PR #190, opened 2018-04-10
Support for receiving fragmented IPv4 packets

podhrmic:
Implemented as an optional feature. Provided tests and expanded `server.rs` example. The code should be self-explanatory. Tested with UDP and ICMP packets. Replaces #185

### DIFF
--- a/examples/server.rs
+++ b/examples/server.rs
@@ -53,7 +53,11 @@ fn main() {
     let tcp4_socket = TcpSocket::new(tcp4_rx_buffer, tcp4_tx_buffer);
 
     let ethernet_addr = EthernetAddress([0x02, 0x00, 0x00, 0x00, 0x00, 0x01]);
-    let ip_addrs = [IpCidr::new(IpAddress::v4(192, 168, 69, 1), 24)];
+    let ip_addrs = [
+        IpCidr::new(IpAddress::v4(192, 168, 69, 1), 24),
+        IpCidr::new(IpAddress::v6(0xfdbe, 0x0000, 0x0000, 0x0000,
+                                  0x0000, 0x0000, 0x0000, 0x002a), 64)
+    ];
 
     let mut iface = EthernetInterfaceBuilder::new(device)
             .ethernet_addr(ethernet_addr)
--- a/src/iface/ethernet.rs
+++ b/src/iface/ethernet.rs
@@ -20,6 +20,10 @@ use wire::{ArpPacket, ArpRepr, ArpOperation};
 use wire::{Icmpv4Packet, Icmpv4Repr, Icmpv4DstUnreachable};
 #[cfg(feature = "proto-ipv6")]
 use wire::{Icmpv6Packet, Icmpv6Repr, Icmpv6ParamProblem};
+#[cfg(all(feature = "socket-icmp", any(feature = "proto-ipv4", feature = "proto-ipv6")))]
+use wire::IcmpRepr;
+#[cfg(feature = "proto-ipv6")]
+use wire::{NdiscNeighborFlags, NdiscRepr};
 #[cfg(all(feature = "proto-ipv6", feature = "socket-udp"))]
 use wire::Icmpv6DstUnreachable;
 #[cfg(feature = "socket-udp")]
@@ -30,7 +34,7 @@ use wire::{TcpPacket, TcpRepr, TcpControl};
 use socket::{Socket, SocketSet, AnySocket};
 #[cfg(feature = "socket-raw")]
 use socket::RawSocket;
-#[cfg(all(feature = "socket-icmp", feature = "proto-ipv4"))]
+#[cfg(all(feature = "socket-icmp", any(feature = "proto-ipv4", feature = "proto-ipv6")))]
 use socket::IcmpSocket;
 #[cfg(feature = "socket-udp")]
 use socket::UdpSocket;
@@ -62,6 +66,8 @@ struct InterfaceInner<'b, 'c, 'e> {
     ip_addrs:               ManagedSlice<'c, IpCidr>,
     #[cfg(feature = "proto-ipv4")]
     ipv4_gateway:           Option<Ipv4Address>,
+    #[cfg(feature = "proto-ipv6")]
+    ipv6_gateway:           Option<Ipv6Address>,
     device_capabilities:    DeviceCapabilities,
     fragments:              Option<FragmentSet<'e>>,
 }
@@ -73,9 +79,11 @@ pub struct InterfaceBuilder <'b, 'c, 'e, DeviceT: for<'d> Device<'d>> {
     ethernet_addr:       Option<EthernetAddress>,
     neighbor_cache:      Option<NeighborCache<'b>>,
     ip_addrs:            ManagedSlice<'c, IpCidr>,
+    fragments:           Option<FragmentSet<'e>>,
     #[cfg(feature = "proto-ipv4")]
     ipv4_gateway:        Option<Ipv4Address>,
-    fragments:           Option<FragmentSet<'e>>,
+    #[cfg(feature = "proto-ipv6")]
+    ipv6_gateway:        Option<Ipv6Address>,
 }
 
 impl<'b, 'c, 'e, DeviceT> InterfaceBuilder<'b, 'c, 'e, DeviceT>
@@ -114,6 +122,8 @@ impl<'b, 'c, 'e, DeviceT> InterfaceBuilder<'b, 'c, 'e, DeviceT>
             #[cfg(feature = "proto-ipv4")]
             ipv4_gateway:        None,
             fragments:        None,
+            #[cfg(feature = "proto-ipv6")]
+            ipv6_gateway:        None,
         }
     }
 
@@ -158,8 +168,25 @@ impl<'b, 'c, 'e, DeviceT> InterfaceBuilder<'b, 'c, 'e, DeviceT>
         where T: Into<Ipv4Address>
     {
         let addr = gateway.into();
-        InterfaceInner::check_gateway_addr(&addr);
+        InterfaceInner::check_ipv4_gateway_addr(&addr);
         self.ipv4_gateway = Some(addr);
+        self
+    }
+
+    /// Set the IPv6 gateway the interface will use. See also
+    /// [ipv6_gateway].
+    ///
+    /// # Panics
+    /// This function panics if the given address is not unicast.
+    ///
+    /// [ipv6_gateway]: struct.EthernetInterface.html#method.ipv6_gateway
+    #[cfg(feature = "proto-ipv6")]
+    pub fn ipv6_gateway<T>(mut self, gateway: T) -> InterfaceBuilder<'b, 'c, DeviceT>
+        where T: Into<Ipv6Address>
+    {
+        let addr = gateway.into();
+        InterfaceInner::check_ipv6_gateway_addr(&addr);
+        self.ipv6_gateway = Some(addr);
         self
     }
 
@@ -201,6 +228,8 @@ impl<'b, 'c, 'e, DeviceT> InterfaceBuilder<'b, 'c, 'e, DeviceT>
                         #[cfg(feature = "proto-ipv4")]
                         ipv4_gateway: self.ipv4_gateway,
                         fragments: self.fragments,
+                        #[cfg(feature = "proto-ipv6")]
+                        ipv6_gateway: self.ipv6_gateway,
                     }
                 }
             },
@@ -280,25 +309,6 @@ impl<'b, 'c, 'e, DeviceT> Interface<'b, 'c, 'e, DeviceT>
         self.inner.ip_addrs.as_ref()
     }
 
-    /// Determine if the given `Ipv6Address` is the solicited node
-    /// multicast address for a IPv6 addresses assigned to the interface.
-    /// See [RFC 4291 § 2.7.1] for more details.
-    ///
-    /// [RFC 4291 § 2.7.1]: https://tools.ietf.org/html/rfc4291#section-2.7.1
-    #[cfg(feature = "proto-ipv6")]
-    pub fn has_solicited_node(&self, addr: Ipv6Address) -> bool {
-        self.inner.ip_addrs.iter().find(|cidr| {
-            match *cidr {
-                &IpCidr::Ipv6(cidr) if cidr.address() != Ipv6Address::LOOPBACK=> {
-                    // Take the lower order 24 bits of the IPv6 address and
-                    // append those bits to FF02:0:0:0:0:1:FF00::/104.
-                    addr.as_bytes()[14..] == cidr.address().as_bytes()[14..]
-                }
-                _ => false,
-            }
-        }).is_some()
-    }
-
     /// Update the IP addresses of the interface.
     ///
     /// # Panics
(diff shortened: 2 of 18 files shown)


src/iface/ethernet.rs
```diff
@@ -667,14 +684,93 @@ impl<'b, 'c> InterfaceInner<'b, 'c> {
...
+                    }
+                    fragment.reset();
+                    return Ok(Some(Ipv4Packet::new_checked(&fragment.rx_buffer[0..front])?));
+                }
+
+                // not the last fragment
+                return Ok(None);
+        	},
+        	None => {
+        		return Ok(None); // TODO: throw an exception?
```
whitequark: Also log it, with a different message indicating that fragmentation is not supported.

src/iface/fragments.rs
```diff
@@ -0,0 +1,170 @@
+use storage::Assembler;
+use time::Instant;
+use managed::ManagedSlice;
+
+/// Default timeout duration
+const FRAGMENTATION_TIMEOUT_MS: i64 = 500;
+
+#[allow(dead_code)]
```
whitequark: Better not include the module at all if built without the fragmentation feature.

src/iface/fragments.rs
```diff
@@ -0,0 +1,170 @@
...
+pub struct Packet<'a, T: 'a> {
+    assembler: Assembler,
+    pub rx_buffer: ManagedSlice<'a, T>,
+    id: u16,
```
whitequark: `ident`

src/iface/fragments.rs
```diff
@@ -0,0 +1,170 @@
...
+    last_used: Instant,
+    header: bool,
```
whitequark: `has_header`

src/iface/fragments.rs
```diff
@@ -0,0 +1,170 @@
...
+use time::Instant;
+use managed::ManagedSlice;
+
+/// Default timeout duration
+const FRAGMENTATION_TIMEOUT_MS: i64 = 500;
+
+#[allow(dead_code)]
+pub struct Packet<'a, T: 'a> {
+    assembler: Assembler,
+    pub rx_buffer: ManagedSlice<'a, T>,
```
whitequark: Why is this `pub`?

src/iface/fragments.rs
```diff
@@ -0,0 +1,170 @@
+use storage::Assembler;
+use time::Instant;
+use managed::ManagedSlice;
+
+/// Default timeout duration
+const FRAGMENTATION_TIMEOUT_MS: i64 = 500;
+
+#[allow(dead_code)]
+pub struct Packet<'a, T: 'a> {
```
whitequark: Why is it generic over `T`? We'll never want to defragment anything except `u8`. This just results in silly `T: Clone` bounds on functions.

src/iface/fragments.rs
```diff
@@ -0,0 +1,170 @@
...
+        let range = offset+self.header_len..offset+payload_len+self.header_len;
+        self.rx_buffer[range].clone_from_slice(&data[header_len..]);
+        Ok(())
+    }
+
+    /// Return `true` if the packet has all fragments,
+    /// and can be reassmbled, and `false` otherwise
+    pub fn check_contig_range(&self) -> bool {
+        if self.total_len != 0 {
+            match self.assembler.peek_front() {
```
whitequark: `if let Some(front) = self.assembler.peek_front()`

src/iface/fragments.rs
```diff
@@ -0,0 +1,170 @@
...
+            id: 0,
+            last_used: Instant::from_millis(0),
+            header: false,
+            header_len: 0,
+            total_len: 0,
+        }
+    }
+
+    /// Reset packet
+    pub fn reset(&mut self) {
```
whitequark: I think `Packet` would be much cleaner if instead of these empty values and `set_id` it was defined like...
```
struct Packet {
  rx_buffer: ManagedSlice<'a, T>,
  state: PacketState  
}

enum PacketState {
  Empty,
  Assembling {
    assembler: ...,
    has_header: ...,
    etc
  }
}
```
and then instead of methods like `set_id` you would have methods for transition between states, i.e. `start(ident: u16)`, `add_fragment(...)`, `extract_packet()`, and calling a method in the state that isn't correct for it would panic. Currently, this class of logic errors is not guarded against at all.

src/iface/fragments.rs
━━━━━━━━━━━━━━━━━━━━
▸ TO DO
Look in the material above for the line with "the solicited node" and the line with "cidr.address() != Ipv6Address::LOOPBACK=>", and transcribe exactly those lines and all lines between them, nothing more.

▸ ANSWER AREA
-    /// Determine if the given `Ipv6Address` is the solicited node
-    /// multicast address for a IPv6 addresses assigned to the interface.
-    /// See [RFC 4291 § 2.7.1] for more details.
-    ///
-    /// [RFC 4291 § 2.7.1]: https://tools.ietf.org/html/rfc4291#section-2.7.1
-    #[cfg(feature = "proto-ipv6")]
-    pub fn has_solicited_node(&self, addr: Ipv6Address) -> bool {
-        self.inner.ip_addrs.iter().find(|cidr| {
-            match *cidr {
-                &IpCidr::Ipv6(cidr) if cidr.address() != Ipv6Address::LOOPBACK=> {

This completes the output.